На стол легли несколько снимков: человек в шлеме выходит из броневика; человек оборачивается; лицо крупным планом.
Это вне всякого сомнения был Петр Иванович Громов!
И все же поверить было невозможно. Гальтон не проверял у застреленного директора пульс, но этому человеку в сердце попала пуля 45 калибра ! В пиджаке зияла дыра! Пуленепробиваемый жилет исключался – из раны обильно лилась кровь густого венозного оттенка, а это верный признак поражения правых отделов сердца!

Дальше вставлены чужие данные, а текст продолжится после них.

Issue #3694, opened 2023-04-07
[RFC] Provide a generic way to highlight operator keywords


jwortmann:
### What happened?

This issue is supposed to track the status of the problem described in the rejected and now closed PR #2090, because finding and implementing a solution is still relevant to me. Probably most of the important aspects have already been discussed in the referenced PR, however, no final decision was taken.

tldr; it is currently impossible in Sublime Text color schemes to target operator keywords in a general way, and sometimes there doesn't even exist a workaround to highlight certain operator keywords, because they use the exact same scope as operator symbols.

There is also a rule for it in the [scope naming guidelines](https://www.sublimetext.com/docs/scope_naming.html#keyword), but it is not widely used in the default syntaxes, and the consensus seems to be that this rule should not be followed.

![ScopeNamingGuidelines](https://user-images.githubusercontent.com/6579999/230657852-7f0b155f-7eda-4d61-8f4b-81ce762ab16f.png)

---

Finally, here are screenshots from a few other editors, with two code examples from Rust & PHP. Mostly (but not always) those editors are able to highlight operator keywords, but no operator symbols, and this is even the default style in their built-in themes (pay attention to `in` keyword in Rust, and `and` & `or` keywords in PHP):

<details><summary>Visual Studio Code</summary>

(Fails to highlight `and` & `or` keywords in PHP)

![VisualStudioCode](https://user-images.githubusercontent.com/6579999/230657957-0bb9f8f9-cb40-4693-9cd3-4d8c34e869e7.png)

</details>

<details><summary>Notepad++</summary>

![Notepad++](https://user-images.githubusercontent.com/6579999/230657977-d64c72a6-8a4e-46c6-8b2e-4883e6a5d290.png)

</details>

<details><summary>JetBrains Fleet</summary>

![JetBrainsFleet](https://user-images.githubusercontent.com/6579999/230657998-4f34b2f3-4db6-4ce6-af98-c5e560905c24.png)

</details>

<details><summary>Syntax highlighting on GitHub</summary>

```rust
fn main() {

    for _ in 1..3 {}

    let n = 1 + 1;

    match n {
        1 => println!("One"),
        2 => println!("Two"),
    }
}
```

(Fails to highlight `and` & `or` keywords in PHP)
```php
<?php

$a = (false && foo());
$b = (true  || foo());
$c = (false and foo());
$d = (true  or  foo());

?>
```

</details>

frou:
I agree that this is a very conventional style and not some oddball request.

[...]

PR #3765, opened 2023-05-18
[TypeScript] Add missing sub-scopes to operator keywords

jwortmann:
Some operator keywords in the TypeScript syntax use quite specific sub-scopes, for example
https://github.com/sublimehq/Packages/blob/17188f5973c6762ce60793dc0f7711243853ca94/JavaScript/TypeScript.sublime-syntax#L779-L784
and
https://github.com/sublimehq/Packages/blob/17188f5973c6762ce60793dc0f7711243853ca94/JavaScript/TypeScript.sublime-syntax#L801-L802
while some others do not.

This PR adds the corresponding sub-scopes to the operator keywords where they were missing, so that color schemes are able to target them one-by-one (as a workaround for #3694).

I didn't add it to the operator symbols where the sub-scopes are missing, because I'm not a TypeScript user and don't know what they mean:
https://github.com/sublimehq/Packages/blob/17188f5973c6762ce60793dc0f7711243853ca94/JavaScript/TypeScript.sublime-syntax#L725-L726
https://github.com/sublimehq/Packages/blob/17188f5973c6762ce60793dc0f7711243853ca94/JavaScript/TypeScript.sublime-syntax#L804-L808

But I could add them as well, if so desired, and someone tells me the appropriate scope names.

### DIFF
--- a/JavaScript/TypeScript.sublime-syntax
+++ b/JavaScript/TypeScript.sublime-syntax
@@ -397,7 +397,7 @@ contexts:
             scope: variable.other.readwrite.js
             push:
               - match: in{{identifier_break}}
-                scope: keyword.operator.type.js
+                scope: keyword.operator.type.in.js
                 set:
                   - ts-type-expression-end
                   - ts-type-expression-end-no-line-terminator
@@ -726,7 +726,7 @@ contexts:
       scope: keyword.operator.type.js
 
     - match: as{{identifier_break}}
-      scope: keyword.operator.type.js
+      scope: keyword.operator.type.as.js
       push:
         - match: const{{identifier_break}}
           scope: storage.modifier.const.js
@@ -739,7 +739,7 @@ contexts:
             - ts-type-expression-begin
 
     - match: satisfies{{identifier_break}}
-      scope: keyword.operator.type.js
+      scope: keyword.operator.type.satisfies.js
       push:
         - ts-type-meta
         - ts-type-expression-end
@@ -786,7 +786,7 @@ contexts:
       scope: keyword.operator.word.js
       push: [ts-type-expression-end-no-line-terminator, ts-type-expression-begin]
     - match: as{{identifier_break}}
-      scope: keyword.operator.type.js
+      scope: keyword.operator.type.as.js
       push:
         - ts-type-expression-end
         - ts-type-expression-end-no-line-terminator
@@ -869,11 +869,11 @@ contexts:
 
   ts-type-expression-begin:
     - match: keyof{{identifier_break}}
-      scope: keyword.operator.type.js
+      scope: keyword.operator.type.keyof.js
     - match: typeof{{identifier_break}}
-      scope: keyword.operator.type.js
+      scope: keyword.operator.type.typeof.js
     - match: infer{{identifier_break}}
-      scope: keyword.operator.type.js
+      scope: keyword.operator.type.infer.js
     - match: new{{identifier_break}}
       scope: keyword.operator.new.js
 
@@ -887,7 +887,7 @@ contexts:
       scope: storage.modifier.abstract.js
 
     - match: import{{identifier_break}}
-      scope: keyword.operator.type.js
+      scope: keyword.operator.type.import.js
       set:
         - match: \(
           scope: punctuation.section.group.begin.js
--- a/JavaScript/tests/syntax_test_typescript.ts
+++ b/JavaScript/tests/syntax_test_typescript.ts
@@ -723,15 +723,15 @@ function f(this : any) {}
 /* Assertions */
 
 x as boolean;
-//^^ keyword.operator.type
+//^^ keyword.operator.type.as
 //   ^^^^^^^ meta.type support.type.primitive.boolean
 
 x satisfies boolean;
-//^^^^^^^^^ keyword.operator.type
+//^^^^^^^^^ keyword.operator.type.satisfies
 //          ^^^^^^^ meta.type support.type.primitive.boolean
 
 x as const;
-//^^ keyword.operator.type
+//^^ keyword.operator.type.as
 //   ^^^^^ storage.modifier.const
 
     foo!.bar;
@@ -900,11 +900,11 @@ let x: 0xabc;
 
 let x: typeof Foo;
 //     ^^^^^^^^^^ meta.type
-//     ^^^^^ keyword.operator.type
+//     ^^^^^ keyword.operator.type.typeof
 //            ^^^ support.class
 let x: keyof Foo;
 //     ^^^^^^^^^ meta.type
-//     ^^^^^ keyword.operator.type
+//     ^^^^^ keyword.operator.type.keyof
 //           ^^^ support.class
 
 let x: Foo.bar;
@@ -1038,8 +1038,8 @@ let x: {
 //  ^^^^^^^^^^^^^^^^ meta.brackets
 //  ^ punctuation.section.brackets.begin
 //    ^ variable.other.readwrite
-//      ^^ keyword.operator.type
-//         ^^^^^ keyword.operator.type
+//      ^^ keyword.operator.type.in
+//         ^^^^^ keyword.operator.type.keyof
 //               ^ meta.brackets support.class
 //                 ^ punctuation.section.brackets.end
 //                   ^ punctuation.separator.type
@@ -1054,10 +1054,10 @@ let x: {
 //  ^^^^^^^^^^^^^^^^^^^^^ meta.brackets
 //  ^ punctuation.section.brackets.begin
 //    ^ variable.other.readwrite
-//      ^^ keyword.operator.type
-//         ^^^^^ keyword.operator.type
+//      ^^ keyword.operator.type.in
+//         ^^^^^ keyword.operator.type.keyof
 //               ^ meta.brackets support.class
-//                 ^^ keyword.operator.type
+//                 ^^ keyword.operator.type.as
 //                    ^ meta.brackets support.class
 //                      ^ punctuation.section.brackets.end
 
@@ -1067,8 +1067,8 @@ let x: {
 //             ^^^^^^^^^^^^^^^^ meta.brackets
 //             ^ punctuation.section.brackets.begin
 //               ^ variable.other.readwrite
-//                 ^^ keyword.operator.type
-//                    ^^^^^ keyword.operator.type
+//                 ^^ keyword.operator.type.in
+//                    ^^^^^ keyword.operator.type.keyof
 //                          ^ meta.brackets support.class
 //                            ^ punctuation.section.brackets.end
 //                              ^ storage.modifier
@@ -1186,7 +1186,7 @@ let x: T extends infer U ? V : W;
 //     ^^^^^^^^^^^^^^^^^^^^^^^^^ meta.type
 //     ^ support.class
 //       ^^^^^^^ keyword.operator.type.extends
-//               ^^^^^ keyword.operator.type
+//               ^^^^^ keyword.operator.type.infer
 //                     ^ support.class
 //                       ^ keyword.operator.type
 //                         ^ support.class
@@ -1195,7 +1195,7 @@ let x: T extends infer U ? V : W;
 
 let x: import ( "foo" ) . Bar ;
 //     ^^^^^^^^^^^^^^^^^^^^^^^ meta.type
-//     ^^^^^^ keyword.operator.type
+//     ^^^^^^ keyword.operator.type.import
 //            ^^^^^^^^^ meta.group
 //            ^ punctuation.section.group.begin
 //              ^^^^^ meta.string string.quoted.double


jfcherng (approved):

JavaScript/TypeScript.sublime-syntax
```diff
@@ -726,7 +726,7 @@ contexts:
       scope: keyword.operator.type.js
 
     - match: as{{identifier_break}}
-      scope: keyword.operator.type.js
+      scope: keyword.operator.type.as.js
```
deathaxe, line 729: The keyword `as` appears in many syntaxes with very similar meaning as well.

It is often used to assign the name or value from a left hand operator to the right.

As such it is just a `keyword.operator.assignment`. Maybe `keyword.operator.assignment.alias` as this is what it is often used for.

JavaScript/TypeScript.sublime-syntax
```diff
@@ -739,7 +739,7 @@ contexts:
             - ts-type-expression-begin
 
     - match: satisfies{{identifier_break}}
-      scope: keyword.operator.type.js
+      scope: keyword.operator.type.satisfies.js
```
deathaxe, line 742: I am not very confident with regards to all those type evaluation related keywords such as `typeof`, `instanceof`, ... accross all syntaxes.

Java syntax specification calls related expressions `type comparison expression`.

As such, those keywords could all be grouped under `keyword.operator.type`. In general, all of them - like `in` - have just the meaning to check, whether an object is of certain type.

Thus `keyword.operator.logical` or - following Java's naming - `keyword.operator.comparison` would be a good base scope. Maybe `keyword.operator.comparison.type`, which would probably be better aligned with suggestions for scoping `in` and `as`.

Same applies for the keywords below.

JavaScript/TypeScript.sublime-syntax
```diff
@@ -887,7 +887,7 @@ contexts:
       scope: storage.modifier.abstract.js
 
     - match: import{{identifier_break}}
-      scope: keyword.operator.type.js
+      scope: keyword.operator.type.import.js
```
deathaxe, line 890: A import a `keyword.operator`? Isn't `import` not just a `keyword.control`? I wouldn't scope it different from normal/other import keywords.

deathaxe (commented):
Haven't had a closer look at all those scopes before in JS, but I am not very confident with scoping all keywords `keyword.operator.type`, just because they appear int type hints. Adding more specific scopes, doesn't improve that situation.

Some keywords such as `as` or `in` appear in various syntaxes and context with similar meanings. Thus using a common scope would probably be useful.

The following comments provide some suggestions from experience made while working on different syntaxes.

They are made despite the open word-like vs. symbolic operator scoping issue.

JavaScript/TypeScript.sublime-syntax
```diff
@@ -397,7 +397,7 @@ contexts:
             scope: variable.other.readwrite.js
             push:
               - match: in{{identifier_break}}
-                scope: keyword.operator.type.js
+                scope: keyword.operator.type.in.js
```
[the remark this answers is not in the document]
deathaxe: You are right with `keyword.operator.comparison` probably being a better choice. 

I can't really follow operator's being rather messy, though. They may probably not yet be perfect, but mainly because we've not yet touched all syntaxes in detail. Type specific operators and keywords haven't been standardized yet and there might probably always be syntax specific special cases not fitting into any existing scheme, but well.

The discussion about `in` was probably made with regards to Python, as this is what it does. It scopes them differently depending on statement. I don't really find that useful and some other syntaxes already follow the `keyword.operator` scheme.

deathaxe:
JavaScript is the only syntax making use of `keyword.operator.type` so far, except Go, which scopes a keyword `type` like that. Not sure if we want to open jet another route for further defragmentation of scopes.

What's the use case for more specific type scopes beyond probably targeting them individually to tint them like normal keywords or even plain text?


No progress with regards operator scopes has been seen, as it is rather breaking and huge, and other more relevant/critical changes seemed more important, with regards to the spare time left to work on open source projects. And most color schemes are fine with scoping all operators with the same color. There are only few, which want symbol-like operators to look like plain text.

JavaScript/TypeScript.sublime-syntax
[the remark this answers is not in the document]
Thom1729: This particular `in` isn't the regular JS `in` operator (which is unchanged in TS), but rather special syntax for mapped types:

```ts
type FlagSet<Keys extends string> = {
  [K in Keys]: boolean
}
```

Honestly, it's not really an operator in the conventional sense. But to the extent that we treat it like one, it *is* type-specific, and it's not a comparison.

It should probably have the same scope as the `in` or `of` in a for loop:

```js
for (const x in y) {}
for (const x of y) {}
```

Both of those are currently `keyword.operator.word`, which is also questionable. By contrast, the actual `in` operator is currently `keyword.operator`, with no `word`.

If I picked a brand-new scope today for `in`/`of` in for loops in mapped types, I might pick `keyword.declaration`. I don't have a strong opinion about changing it now or what to change it to, but I acknowledge that the current scopes are a bit silly.

JavaScript/TypeScript.sublime-syntax
Thom1729: `satisfies` is a weird TS-specific operator that's basically an inline type check that can also inform inference. I would scope it either identically to `as` or using the same approach as `as`. They both are only used in the type system and have no runtime effect.

JavaScript/TypeScript.sublime-syntax
Thom1729: This is a syntax for using imported types in a non-module context where you can't use `import` or `import type` declarations:

```ts
type Foo = import("./someModule").Foo;
```

I feel weird about the scoping. It's not really an operator (it's not operating on the `"./someModule"` type), but it's not really a control keyword either:

1. I'm actually a bit confused about `import` being a control keyword in the first place (although that's what the JS syntax currently does). I think that makes sense in some languages, where importing is essentially copy-pasting another file, or a higher-level language feature that loads and executes the other file in-line. In fairness, JS is such a language, but I wonder if it really generalizes?
2. TS has `import type from 'path'`, which definitely isn't a control keyword; the entire point of it is that it has no runtime effect, whereas even `import { type T } from 'path'` causes the module to be loaded. But it's basically the same syntax, so it probably should use the same scope even if it's not a perfect fit.
3. The `import("./someModule")` syntax definitely isn't a control keyword, and it also isn't just a variation on syntax that could be a control keyword. But it's not an operator either, and it probably should be at least similar to other import stuff.

I'm not sure how other syntaxes treat import keywords. I'm pretty sure that JS's `keyword.control.import-export` is not standard. If something like `keyword.import` were standard, it would make sense for all of the above.

jwortmann:
> What's the use case for more specific type scopes beyond probably targeting them individually to tint them like normal keywords or even plain text?

As already explained above, this is the only reason. This PR intentionally doesn't fix or "change" any scopes, but only makes them more specific by adding the sub-scope. And as a side effect, it makes this syntax a little bit more consistent in itself, because as shown in the opening comment, three of those sub-scopes already exist, while the scopes of those other keywords currently end in `.type.js`. With this PR, all of them (excluding the three symbols where I don't know what would be an appropriate sub-scope) would have 4 levels before the language suffix.

> more relevant/critical changes seemed more important, with regards to the spare time left to work on open source projects

This was not meant as a request or anything to yourself personally. It's rather an assessment that there is nobody from SublimeHQ anymore who would make such a decision, especially if it would be a breaking change, like for example wbond did when the number scoping scheme was changed. And the number scopes, by the way, are *still* not updated in the scope naming guideline docs on the website. This makes me assume that they are basically abandoned.

But in regard to the word vs symbol operator issue, solving it doesn't necessarily imply a breaking change. It could be done in a fully backwards compatible way, for example by just applying `meta.operator.word` to all word operators, and leaving the regular scopes as they are now. Frankly, it would feel like a quite hacky solution, and I would also prefer having one of your cleaner (but breaking) suggestions from #3694. But the problem is that there seems nobody to be here in this repo who is empowered or willing to make a decision for this.

> And most color schemes are fine with scoping all operators with the same color. There are only few, which want symbol-like operators to look like plain text.

I believe that this is rather a consequence, and not the cause of the current state of the scope names. As I have shown in some screenshots in #3694, there are many other editors where such a style is even the default style. Those are only a few examples, and I could probably go on with many more. For example also the Matlab IDE, and IIRC Netbeans IDE and also Visual Studio don't highlight the symbols. It is much more that Sublime Text is basically the *exception*, where it's sheer impossible or at least very hard (requiring very specific scopes to target only operator keywords/symbols in all languages) to use this highlighting style. And this is why most color schemes don't bother to try that, or just use a more generic selector like `keyword - keyword.operator, keyword.operator.word`.

JavaScript/TypeScript.sublime-syntax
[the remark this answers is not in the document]
deathaxe: I somehow had python's `if foo in [a,b,c]` statement in mind, when it came to `logical` vs. `comparison` scopes.

I wonder if it makes sense to introduce a `keyword.operator.iterator` scope for such keywords in loops. It might even be suitable in test statements such as the one above, if the forementioned scopes are not desired.

JavaScript/TypeScript.sublime-syntax
deathaxe: Loading something or just declaring an import, I second your concerns about `control` scope. `includes` and `imports` are more like general directives, which may be executed by a preprocessor, compiler or at runtime - depending on language.

Compiled languages like C or Erlang have various keyword being used in that non-control-flow context, which are "interpreted/evaluated" ahead of runtime (compile or import time). We should at least have a 2nd-level scope, which all of them could be grouped under. IIRC, there is an open RFC about that topic though. 

That said, I have a feeling we shouldn't push direction too much into semantic highlighting of keywords as we often can't reliably detect and scope them.

deathaxe:
> https://github.com/sublimehq/Packages/issues/3694, there are many other editors where such a style is even the default style.

I wouldn't call those examples "many" 50:50 at best.

> meta.operator.word to all word operators,

Meta scopes are primarily for larger parts of code. I am personylly not willing to add a meta scope for each char next to a normal scope. That's weird to have dozens for each tiny token.

jwortmann:
> 50:50 at best

Do you have any evidence to support this claim?

> Meta scopes are primarily for larger parts of code. I am personylly not willing to add a meta scope for each char next to a normal scope. That's weird to have dozens for each tiny token.

Yeah, as written above I also wouldn't like it very much. But I mentioned it, because it was a proposed solution by wbond and the advantage is that it would be a non-breaking change.

> in case those would be changed to something more general in near future

If you are referring to a solution to #3694, then this is the point where I don't see any solution on the radar **in the near future**, or even being implemented at all. This is why I made this PR, and did it in the most simple way by not changing any of the existing scope parts. If you refer to the `keyword.operator.type` scope being wrong in general for those keywords, and changing all of its instances to different scopes like `keyword.operator.logical`, `keyword.control.import` and so on, then I would simply keep out of this discussion, because I don't use TypeScript and don't have the knowledge about how they should be scoped in the specific situations. But I think that should rather be the matter for a different PR, or alternatively someone else could make the appropriate changes here. At least I didn't see any open PR about this.

> is of little value

This is your opinion, but I would say the value is definitely bigger than zero and it is at least a step in the direction to improve the status quo. The changes are fully backwards compatible, minimum effort to review, and they hurt nobody. It doesn't mean that the changed scopes are set in stone for all time. If you have any improvements or find good conventions later, it can just be changed again later in another PR. But rejecting this one, just for the reason that there is not yet a perfect solution for the underlying issue, would be pretty unkind, unless you have a convincing reason why the PR is bad.

jwortmann:
Why was this PR closed? It already had 2 approvals?

jfcherng:
> If the goal is only to special target them in a single color scheme, that's probably not worth it

Fwiw, I like this.

deathaxe:
Fedup of endless worthless discussions!

jwortmann:
But all those discussion were started by you. I pointed out several times that the `keyword.operator.type` scope is not even part of this pull request, and even if it were some other random scope which doesn't make sense at all, for example `keyword.operator.foobar`, then the PR would still leave it like that. In particular, the PR *does not* excess its usage, because all of the affected keywords already had it like that before. So I would consider all comments about `keyword.operator.type` as offtopic here in this PR.

You are free to create a RFC to discuss the `keyword.operator.type` scope, or to make another PR to erase that scope. But I won't participate in such a discussion, because I don't care about what this scope is. What I do care about, and what the single intention of this PR is, is to allow to distinguish operator keywords from operator symbols in TypeScript.

What I don't understand is, that by closing the PR, and continuously arguing that it were only me who wants to highlight keywords differently from operator symbols, you are actively trying to prevent making this highlighting style possible for users who want it. I am certain that I'm not the only one on this world you prefers this highlighting style, in the RFC issue someone else also agreed that it isn't just some oddball request, and I hope by providing a list of other editors, IDEs and websites (you can add GitLab to this list as well btw), which use this style even by default, it is clear that it is a very convenient style. So why make life harder for others, if it doesn't affect you? Nobody forces you to use such a highlighting style, and if you don't want it, with this PR everything stays the same as before for you. Why not just hit the merge button and everybody is happy?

– Двойник, – сказал Норд, разглядывая снимок. – У Громова есть двойник. Вопрос лишь, кого я застрелил – настоящего профессора или фальшивого.
– У меня другая версия. – Айзенкопф похлопал узкими глазками. – Человек, которого я видел, шел с трудом и опирался на палку. Посмотрите на фотографию получше – видите, как он бледен? Думаю, никакого двойника нет. Вы стреляли в подлинного Громова, просто рана оказалась нетяжелой. Настолько, что директор смог в тот же день выйти на работу.
– Нет! Говорю вам – нет! – вышел из себя доктор. – Я стрелял с пяти метров! Он был убит наповал!
Коллеги молча глядели на его побагровевшее, растерянное лицо. Нет, лицо было не растерянное, а потерянное . Начальник экспедиции потерял лицо, окончательно и бесповоротно. На Зою он старался не смотреть. Его акции обвалились сокрушительней, чем на Нью-Йоркской бирже в «черный вторник».